[Task statement]
Please reproduce the records, omitting nothing and changing nothing.

(Collection entries)

PR #309, opened 2019-09-03
DM-21153: Fix bug in DCR coadds introduced in DM-20692

isullivan:
The merge of DM-20692 changed the call signature of `AssembleCoaddTask.processResults()`, which is used in `DcrAssembleCoaddTask`.  The breaking change was not caught by existing unit tests.
The fix is to simplify the code by moving the code to re-measure the coadd PSF to its own function.

### DIFF
--- a/python/lsst/pipe/tasks/dcrAssembleCoadd.py
+++ b/python/lsst/pipe/tasks/dcrAssembleCoadd.py
@@ -148,7 +148,7 @@ class DcrAssembleCoaddConfig(CompareWarpAssembleCoaddConfig):
         dtype=bool,
         doc="Set to detect stars and recalculate the PSF from the final coadd."
         "Otherwise the PSF is estimated from a selection of the best input exposures",
-        default=True,
+        default=False,
     )
     detectPsfSources = pexConfig.ConfigurableField(
         target=measAlg.SourceDetectionTask,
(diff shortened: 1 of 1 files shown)


RobertLuptonTheGood:
I don't understand, "The fix is to simplify the code by moving the code to re-measure the coadd PSF to its own function".  We don't measure PSFs on coadds, we calculate them based on the inputs.  Is this what you meant?

isullivan:
No, the coadd PSF that is calculated from the inputs is potentially contaminated by DCR, which we have hopefully corrected for while constructing the DCR model. So, there is the option to measure the PSF of the DCR model during the final steps of processing the results.

RobertLuptonTheGood:
How do you deal with discontinuities of the imaging coverage, which is precisely what the coadd PSF is designed to handle?  The PSF model needs to be chromatic (including DCR), so that should be handled automatically.

isullivan:
You are correct that this option does not handle discontinuities of the imaging coverage. However, even letting the PSF model be chromatic does not solve the problem of DCR in the input images: the PSF of a moderately-high-airmass observation will be elongated in one direction due to DCR, while if we are able to construct the DCR model correctly we will undo that elongation in the coadd. We could try to correct for that elongation at the start when calculating the coadd PSF, but the current code doesn't do anything like that.
So, right now you have to pick the less bad PSF for your data: either calculate the PSF from the inputs and ignore DCR, or measure the PSF from the final DCR model and ignore imaging discontinuities. In any case, the DCR code is currently broken on `master` regardless of which option you choose, and this PR fixes it.

RobertLuptonTheGood:
You're right that just having a chromatic PSF doesn't solve the problem, but I think that the information needed to correctly derive a coadd DCR-corrected PSF is present.  Please open a ticket to address this, and another to investigate whether CCD boundaries significantly affect your measured PSFs (for photometry, but if we want to use ZOGY the requirements are probably much stronger)

isullivan:
Yes, we are going to need a better DCR coadd PSF to use for ZOGY, and also to account for variable seeing in the DCR model. The ticket is DM-21202, and if you have particular suggestions or cautions before I start working on that, please add them as a comment on that ticket.
I'm not planning to write a ticket to investigate the measured PSF around CCD boundaries, however, because that option will become obsolete once the PSF is calculated correctly, and will be deleted.

RobertLuptonTheGood:
Great.  I agree that you don't need a new ticket providing the problem is clearly visible in the work being planned (and I think DM-21202 is probably good enough)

[Exercise result]
PR #309, opened 2019-09-03
DM-21153: Fix bug in DCR coadds introduced in DM-20692

isullivan:
The merge of DM-20692 changed the call signature of `AssembleCoaddTask.processResults()`, which is used in `DcrAssembleCoaddTask`.  The breaking change was not caught by existing unit tests.
The fix is to simplify the code by moving the code to re-measure the coadd PSF to its own function.

### DIFF
--- a/python/lsst/pipe/tasks/dcrAssembleCoadd.py
+++ b/python/lsst/pipe/tasks/dcrAssembleCoadd.py
@@ -148,7 +148,7 @@ class DcrAssembleCoaddConfig(CompareWarpAssembleCoaddConfig):
         dtype=bool,
         doc="Set to detect stars and recalculate the PSF from the final coadd."
         "Otherwise the PSF is estimated from a selection of the best input exposures",
-        default=True,
+        default=False,
     )
     detectPsfSources = pexConfig.ConfigurableField(
         target=measAlg.SourceDetectionTask,
(diff shortened: 1 of 1 files shown)


RobertLuptonTheGood:
I don't understand, "The fix is to simplify the code by moving the code to re-measure the coadd PSF to its own function".  We don't measure PSFs on coadds, we calculate them based on the inputs.  Is this what you meant?

isullivan:
No, the coadd PSF that is calculated from the inputs is potentially contaminated by DCR, which we have hopefully corrected for while constructing the DCR model. So, there is the option to measure the PSF of the DCR model during the final steps of processing the results.

RobertLuptonTheGood:
How do you deal with discontinuities of the imaging coverage, which is precisely what the coadd PSF is designed to handle?  The PSF model needs to be chromatic (including DCR), so that should be handled automatically.

isullivan:
You are correct that this option does not handle discontinuities of the imaging coverage. However, even letting the PSF model be chromatic does not solve the problem of DCR in the input images: the PSF of a moderately-high-airmass observation will be elongated in one direction due to DCR, while if we are able to construct the DCR model correctly we will undo that elongation in the coadd. We could try to correct for that elongation at the start when calculating the coadd PSF, but the current code doesn't do anything like that.
So, right now you have to pick the less bad PSF for your data: either calculate the PSF from the inputs and ignore DCR, or measure the PSF from the final DCR model and ignore imaging discontinuities. In any case, the DCR code is currently broken on `master` regardless of which option you choose, and this PR fixes it.

RobertLuptonTheGood:
You're right that just having a chromatic PSF doesn't solve the problem, but I think that the information needed to correctly derive a coadd DCR-corrected PSF is present.  Please open a ticket to address this, and another to investigate whether CCD boundaries significantly affect your measured PSFs (for photometry, but if we want to use ZOGY the requirements are probably much stronger)

isullivan:
Yes, we are going to need a better DCR coadd PSF to use for ZOGY, and also to account for variable seeing in the DCR model. The ticket is DM-21202, and if you have particular suggestions or cautions before I start working on that, please add them as a comment on that ticket.
I'm not planning to write a ticket to investigate the measured PSF around CCD boundaries, however, because that option will become obsolete once the PSF is calculated correctly, and will be deleted.

RobertLuptonTheGood:
Great.  I agree that you don't need a new ticket providing the problem is clearly visible in the work being planned (and I think DM-21202 is probably good enough)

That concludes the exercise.